### Problem statement
Print out the entries below with no edits.

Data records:
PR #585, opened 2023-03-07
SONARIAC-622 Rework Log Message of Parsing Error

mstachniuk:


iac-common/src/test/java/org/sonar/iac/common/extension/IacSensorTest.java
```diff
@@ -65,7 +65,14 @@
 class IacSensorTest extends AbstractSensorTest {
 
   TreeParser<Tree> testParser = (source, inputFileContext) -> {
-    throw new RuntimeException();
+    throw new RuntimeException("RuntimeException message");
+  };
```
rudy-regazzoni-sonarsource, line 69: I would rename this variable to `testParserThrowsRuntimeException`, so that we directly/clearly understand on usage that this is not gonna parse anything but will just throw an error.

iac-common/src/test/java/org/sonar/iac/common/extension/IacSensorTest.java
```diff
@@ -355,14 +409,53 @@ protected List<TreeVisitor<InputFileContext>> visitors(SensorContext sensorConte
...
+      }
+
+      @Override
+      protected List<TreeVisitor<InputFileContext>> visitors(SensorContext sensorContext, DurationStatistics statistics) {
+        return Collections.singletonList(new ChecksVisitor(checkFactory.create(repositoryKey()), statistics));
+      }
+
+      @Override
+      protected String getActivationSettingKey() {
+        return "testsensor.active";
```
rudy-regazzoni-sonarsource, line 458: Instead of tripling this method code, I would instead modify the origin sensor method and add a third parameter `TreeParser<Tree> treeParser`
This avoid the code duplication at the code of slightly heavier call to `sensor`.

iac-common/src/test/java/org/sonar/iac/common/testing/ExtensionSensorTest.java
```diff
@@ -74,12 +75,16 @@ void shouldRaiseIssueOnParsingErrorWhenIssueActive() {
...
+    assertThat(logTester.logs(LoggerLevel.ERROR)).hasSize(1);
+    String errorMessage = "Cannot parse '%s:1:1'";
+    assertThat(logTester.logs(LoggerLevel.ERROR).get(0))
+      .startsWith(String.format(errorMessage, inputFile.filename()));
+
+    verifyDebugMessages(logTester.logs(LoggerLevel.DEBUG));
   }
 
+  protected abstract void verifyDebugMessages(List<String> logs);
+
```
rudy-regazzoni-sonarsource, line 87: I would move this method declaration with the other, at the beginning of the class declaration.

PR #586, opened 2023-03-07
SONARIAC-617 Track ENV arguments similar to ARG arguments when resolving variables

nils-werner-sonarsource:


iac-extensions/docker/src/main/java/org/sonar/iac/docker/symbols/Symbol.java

### Answer space
PR #585, opened 2023-03-07
SONARIAC-622 Rework Log Message of Parsing Error

mstachniuk:


iac-common/src/test/java/org/sonar/iac/common/extension/IacSensorTest.java
```diff
@@ -65,7 +65,14 @@
 class IacSensorTest extends AbstractSensorTest {
 
   TreeParser<Tree> testParser = (source, inputFileContext) -> {
-    throw new RuntimeException();
+    throw new RuntimeException("RuntimeException message");
+  };
```
rudy-regazzoni-sonarsource, line 69: I would rename this variable to `testParserThrowsRuntimeException`, so that we directly/clearly understand on usage that this is not gonna parse anything but will just throw an error.

iac-common/src/test/java/org/sonar/iac/common/extension/IacSensorTest.java
```diff
@@ -355,14 +409,53 @@ protected List<TreeVisitor<InputFileContext>> visitors(SensorContext sensorConte
...
+      }
+
+      @Override
+      protected List<TreeVisitor<InputFileContext>> visitors(SensorContext sensorContext, DurationStatistics statistics) {
+        return Collections.singletonList(new ChecksVisitor(checkFactory.create(repositoryKey()), statistics));
+      }
+
+      @Override
+      protected String getActivationSettingKey() {
+        return "testsensor.active";
```
rudy-regazzoni-sonarsource, line 458: Instead of tripling this method code, I would instead modify the origin sensor method and add a third parameter `TreeParser<Tree> treeParser`
This avoid the code duplication at the code of slightly heavier call to `sensor`.

iac-common/src/test/java/org/sonar/iac/common/testing/ExtensionSensorTest.java
```diff
@@ -74,12 +75,16 @@ void shouldRaiseIssueOnParsingErrorWhenIssueActive() {
...
+    assertThat(logTester.logs(LoggerLevel.ERROR)).hasSize(1);
+    String errorMessage = "Cannot parse '%s:1:1'";
+    assertThat(logTester.logs(LoggerLevel.ERROR).get(0))
+      .startsWith(String.format(errorMessage, inputFile.filename()));
+
+    verifyDebugMessages(logTester.logs(LoggerLevel.DEBUG));
   }
 
+  protected abstract void verifyDebugMessages(List<String> logs);
+
```
rudy-regazzoni-sonarsource, line 87: I would move this method declaration with the other, at the beginning of the class declaration.

PR #586, opened 2023-03-07
SONARIAC-617 Track ENV arguments similar to ARG arguments when resolving variables

nils-werner-sonarsource:


iac-extensions/docker/src/main/java/org/sonar/iac/docker/symbols/Symbol.java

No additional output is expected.